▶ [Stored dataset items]

*** Block opens ***

PR #5401, opened 2024-05-08
feat: Change button color to black

finnian0826:
### Description
- Change primary button color to black
- Set opacity at 25% when disabled
- Set opacity of GRAY_WITH_BORDER to 50% when disabled

### Test plan

Updated unit tests, manual tests:
token-details

https://github.com/valora-inc/wallet/assets/140328381/5fdf0e9c-fef7-4c9b-8608-48354a2ca6c2

https://github.com/valora-inc/wallet/assets/140328381/6afe33f8-7751-42c0-8fce-e13192324e3a

https://github.com/valora-inc/wallet/assets/140328381/2dd9d319-cf81-40c4-b104-bbe1544788cc

### Related issues

- N/A

### Backwards compatibility

Yes

### Network scalability


src/points/PointsHome.tsx
```diff
@@ -145,7 +145,6 @@ export default function PointsHome({ route, navigation }: Props) {
                 onPress={onPressActivity}
                 text={t('points.activity')}
                 type={BtnTypes.GRAY_WITH_BORDER}
-                fontStyle={typeScale.labelXSmall}
```
satish-ravi, line 148: I think we may want to leave the font style as an option because of this. cc @kathaypacific

kathaypacific: naw if it's just for points, i think we can remove it. i'm a fan of not having customisable styles, they can be convenient but they add extra complexity and facilitate inconsistency

src/app/MultichainBeta.tsx
MuckT, line 1: Do we still need this file? I suppose it's outside of the scope of the ticket to delete.

MuckT (approved):

PR #5743, opened 2024-08-08
chore: remove deprecated font (regular)

kathaypacific:
### Description

This PR replaces all `fontStyles.regular` with `typeScale.bodyMedium`. The difference is +2pt on lineHeight.

### Test plan

n/a

### Related issues

- Fixes RET-1174

### Backwards compatibility

Y

### Network scalability


src/components/Carousel.tsx
jophish, line 1: Why delete this file? Is this related somehow?

src/styles/fonts.tsx
```diff
@@ -148,14 +120,3 @@ export const typeScale = StyleSheet.create({
     letterSpacing: 0.2,
   },
 })
-
-/***
- * @deprecated
- * Use typeScale instead
- */
-export const fontStyles = StyleSheet.create({
```
jophish, line 156: :tada:

jophish (approved):

src/components/Carousel.tsx
kathaypacific: yes i was supposed to update the font style in it and then found it wasn't being used, so deleted it rather than make the update

PR #5751, opened 2024-08-09
fix(points): hide live links when user has no jumpstart tokens

bakoushin:
### Description

Hide live links activity when a user has no jumpstart tokens (or live links are disabled).
This is consistent with the send flow behavior when the live link option is not shown when a user has no jumpstart tokens.

If the user tries to create a jumpstart link without having the jumpstart tokens the app will crash.

Context: https://valora-app.slack.com/archives/C04B61SJ6DS/p1723075264724759

### Test plan

* Tested manually
* Updated unit test

### Related issues

NA

### Backwards compatibility

Y

### Network scalability

### DIFF
--- a/src/points/PointsHome.test.tsx
+++ b/src/points/PointsHome.test.tsx
@@ -1,15 +1,18 @@
 import { fireEvent, render, waitFor } from '@testing-library/react-native'
 import * as React from 'react'
 import { Provider } from 'react-redux'
-import { PointsEvents } from 'src/analytics/Events'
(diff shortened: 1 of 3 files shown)


kathaypacific (approved):
i think this will work for the most part, but it probably won't respond to the statsig value changing since it's not part of the `createSelector` inputs. but this is only a problem if we turn off live links

bakoushin:
@kathaypacific great catch, thanks! updated it to mitigate that

PR #5754, opened 2024-08-09
fix(points): dispatch `swapSuccess` event for cross-chain swaps

bakoushin:
### Description

For cross-chain swaps, the `swapSuccess` event wasn't dispatched, and points weren't tracked. This fixes it.

Context: https://valora-app.slack.com/archives/C04B61SJ6DS/p1723220938449899?thread_ts=1723219373.676809&cid=C04B61SJ6DS

### Test plan

Tested manually.

### Related issues

NA

### Backwards compatibility

Y

### Network scalability


kathaypacific (commented):
most of my concerns are more related to my confidence in queryHelper / the tx feed than the changes in this PR, but it doesn't feel right to rely on the tx feed to distribute points? sometimes the tx feed can lag and be unreliable, we've built some internal transaction watching so that we don't have to rely on it...what do you think about awarding points when the source tx succeeds? at that point, the tx is headed for either full or partial success anyway and we can dispatch the event in the swap saga and internal tx watcher as usual? (apologies i didn't think about points when i suggested to skip the whole last section of the swap saga last week...)

bakoushin:
@kathaypacific 
> what do you think about awarding points when the source tx succeeds
yes, this makes sense.

kathaypacific (approved):
thank you!! i have plans to update the transaction time for cross chain swaps in the transaction watcher so i'll also add dispatching this action as part of that work

PR #5756, opened 2024-08-10
chore(deps): restrict commit type to `chore`

bakoushin:
### Description

Committing regular dependency updates with a `fix` semantic commit type seems misleading because those aren't necessarily fixing anything _in the app_, but mostly keeping the dependencies up to date.

For instance: this PR doesn't _fix_ anything in the wallet: https://github.com/valora-inc/wallet/pull/5749

This aims to force renovate commit everything with `chore` type by ignoring the [:semanticPrefixFixDepsChoreOthers](https://docs.renovatebot.com/presets-default/#semanticprefixfixdepschoreothers) preset.

| Before | After |
|--------|--------|
| * Dependency updates committed with `fix` <br> * Dev dependency updates committed with `chore`  | All updates committed with `chore` |

### Test plan

Visual assessment

### Related issues

NA

### Backwards compatibility

NA

### Network scalability

NA


jophish (commented):
I like this change - I think `chore` is semantically closer to what dependency updates are doing, whether or not they're dev deps. Approving since this makes sense to me, but curious to hear what other folks think about this as well.

jophish (approved):

PR #5758, opened 2024-08-12
fix(swaps): hide incompatible selection banner on quote fetch

bakoushin:
### Description

Observed behavior: incompatible selection banner disappears only after the new quote is fetched
Expected behavior: incompatible selection banner disappears right after another token is selected

Context: https://valora-app.slack.com/archives/C04B61SJ6DS/p1723220851805809?thread_ts=1723219373.676809&cid=C04B61SJ6DS

The same applies for other quote-dependent banners as well:
* cross-chain fee warning
* decrease spend amount for gas
* non enough balance for gas
* show missing price impact

| Before | After |
|--------|--------|
| before | after | 

### Test plan

Visual assessment

### Related issues

NA

### Backwards compatibility

Y

### Network scalability

### DIFF
--- a/src/swap/SwapScreen.tsx
+++ b/src/swap/SwapScreen.tsx
@@ -619,11 +619,13 @@ export function SwapScreen({ route }: Props) {
       showUnsupportedTokensWarning:
         !quoteUpdatePending && fetchSwapQuoteError?.message.includes(NO_QUOTE_ERROR_MESSAGE),
       showInsufficientBalanceWarning: parsedSwapAmount[Field.FROM].gt(fromTokenBalance),
-      showCrossChainFeeWarning: crossChainFee?.nativeTokenBalanceDeficit.lt(0),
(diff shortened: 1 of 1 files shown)


kathaypacific (approved):
ah thank you!! i was wondering about this the other day, should we hide all warnings and checks when there is a quote pending? it seems like all checks (apart from the first one) are on the quote - even the first one seems okay to be hidden during the quote fetch...

bakoushin:
@kathaypacific yes, this makes sense.

added the same condition for other quote-dependent banners:
* cross-chain fee warning
* decrease the from amount for gas
* non enough balance for gas
* show missing price impact

these 3 will keep their presence while fetching quote because they aren't dependent on quote:
* switched network (depends on token selection, potentially redundant with the advent of cross-chain swaps)
* insufficient balance (depends on balance/from amount)
* swap max amount warning (depends on balance/from amount)

PR #5760, opened 2024-08-12
fix: cross chain transaction time and points dispatch

kathaypacific:
### Description

This PR fixes:
1. cross chain swaps appear below the corresponding approval transaction on the transaction feed
2. points are not tracked if the cross chain swap is not completed within the app session

### Test plan

1. cross chain swaps should appear after the corresponding approval
2. the trackPointsEvent endpoint is called for a pending cross chain swap on app start that settles in the app session

### Related issues

n/a

### Backwards compatibility

Y

### Network scalability


src/transactions/saga.ts
```diff
@@ -284,20 +303,25 @@ export function* getTransactionReceipt(
...
   })
 
   for (const transaction of filteredPendingTxs) {
-    yield* fork(getTransactionReceipt, transaction, network)
+    yield* fork(getTransactionReceipt, transaction, network, updatedCrossChainSwaps)
   }
 }
 
 export function* watchPendingTransactionsInNetwork(network: Network) {
+  const updatedCrossChainSwaps = new Set<string>()
```
kathaypacific, line 321: this can also be a redux variable but it feels very convoluted...we either choose to persist this so that we don't revisit the swaps across app sessions + add actions to remove the complete swaps, or we have this local variable / redux variable that isn't persisted and accept that for very long running swaps, we'll track the event multiple times (seems like an unlikely scenario)

bakoushin: thanks to idempotency in the contract it is not a big deal, although i would thrive not deliberately sending multiple events.

another option i can think of is to split pending and confirmed standby transactions into separate buckets: 

1) `waitingForReceipt`
2) `waitingForBlockchainAPI`

initially, all transactions land in `waitingForReceipt` bucket. once they get their receipts, they move into the `waitingForBlockchainAPI` bucket with the appropriate statuses and sit there until we get them from the `blockchain-api`

we effectively had this separation by relying on the `pending` status, but with cross-chain swaps, it is not enough anymore.

it is obviously a more complex change. but from my perspective, the resulting data flow could appear more straightforward. i found myself spending more than i wanted trying to wrap my mind over how it is now (and i'm not completely sure that i truly succeeded 😅).

kathaypacific: i also thought about splitting the watchers, but i think the problem remains that we don't know which cross chain transactions have already been tracked. the blockchain-api requests don't go through the sagas currently, so without redoing queryHelper, our only choice would be to listen for the UPDATE_TRANSACTIONS action but that is dispatched with the results of the whole page of transactions. if a user is executing another transaction on the same chain as a cross chain swap, we would either blindly track the cross chain swap even though it's been tracked before or we'd need some kind of tracking for tracked swaps. 

i think the crux of the problem is that the "pending" transaction status now has multiple meanings. in hindsight we should probably have introduced a new transaction status. having said that, i think that we need to be able to differentiate between a cross chain swap that is pending on both chains or on the destination chain only.

i updated the pending standby transaction type to have an extra variable to track this. i think that i like this approach, it doesn't simplify the already complex logic but it feels relatively clean. wdyt?

src/transactions/feed/queryHelper.ts
```diff
@@ -78,9 +78,7 @@ export const deduplicateTransactions = (
     transactionsByTxHash[transaction.transactionHash] = transaction
   })
 
-  return Object.values(transactionsByTxHash).sort((a, b) => {
```
bakoushin, line 81: i wonder if this is safe to remove?

bakoushin (approved):
Thanks for addressing this! 🎉

It turned out that it is not an easy part to handle due to cumulative evolutionary complexity. Maybe we could refactor the whole home feed logic later.

src/transactions/feed/queryHelper.ts
kathaypacific: yes i moved it to the TransactionFeed - we don't actually need to sort the transactions in the query helper, we only need to sort it for displaying the `confirmedFeedTransactions`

*** Block closes ***

▶ [Work task] Write out every line from the data above that includes "only".

▶ [Your solution]
i think this will work for the most part, but it probably won't respond to the statsig value changing since it's not part of the `createSelector` inputs. but this is only a problem if we turn off live links
Observed behavior: incompatible selection banner disappears only after the new quote is fetched
kathaypacific: i also thought about splitting the watchers, but i think the problem remains that we don't know which cross chain transactions have already been tracked. the blockchain-api requests don't go through the sagas currently, so without redoing queryHelper, our only choice would be to listen for the UPDATE_TRANSACTIONS action but that is dispatched with the results of the whole page of transactions. if a user is executing another transaction on the same chain as a cross chain swap, we would either blindly track the cross chain swap even though it's been tracked before or we'd need some kind of tracking for tracked swaps. 
i think the crux of the problem is that the "pending" transaction status now has multiple meanings. in hindsight we should probably have introduced a new transaction status. having said that, i think that we need to be able to differentiate between a cross chain swap that is pending on both chains or on the destination chain only.
kathaypacific: yes i moved it to the TransactionFeed - we don't actually need to sort the transactions in the query helper, we only need to sort it for displaying the `confirmedFeedTransactions`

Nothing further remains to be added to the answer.